##### Given records

PR #296, opened 2018-07-17
Add random string generator for mac

tooxie:


scripts/random_string.sh
```diff
@@ -1,3 +1,10 @@
 gen_random_string () {
-    cat /dev/urandom | tr -dc 'a-zA-Z0-9' | fold -w 32 | head -n 1
+    OPENSSL=`which openssl`
+    if [ -z "$OPENSSL" ]; then
+        # In linux we use /dev/urandom
+        cat /dev/urandom | tr -dc 'a-zA-Z0-9' | fold -w 32 | head -n 1
+    else
+        # In mac we use `openssl`
+        openssl rand -hex 16 | tr -d "\n"
```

##########

→ **Exercise directions**: Transcribe each line of the listing above precisely as it appears.

→ **Task output**:
PR #296, opened 2018-07-17
Add random string generator for mac

tooxie:


scripts/random_string.sh
```diff
@@ -1,3 +1,10 @@
 gen_random_string () {
-    cat /dev/urandom | tr -dc 'a-zA-Z0-9' | fold -w 32 | head -n 1
+    OPENSSL=`which openssl`
+    if [ -z "$OPENSSL" ]; then
+        # In linux we use /dev/urandom
+        cat /dev/urandom | tr -dc 'a-zA-Z0-9' | fold -w 32 | head -n 1
+    else
+        # In mac we use `openssl`
+        openssl rand -hex 16 | tr -d "\n"
```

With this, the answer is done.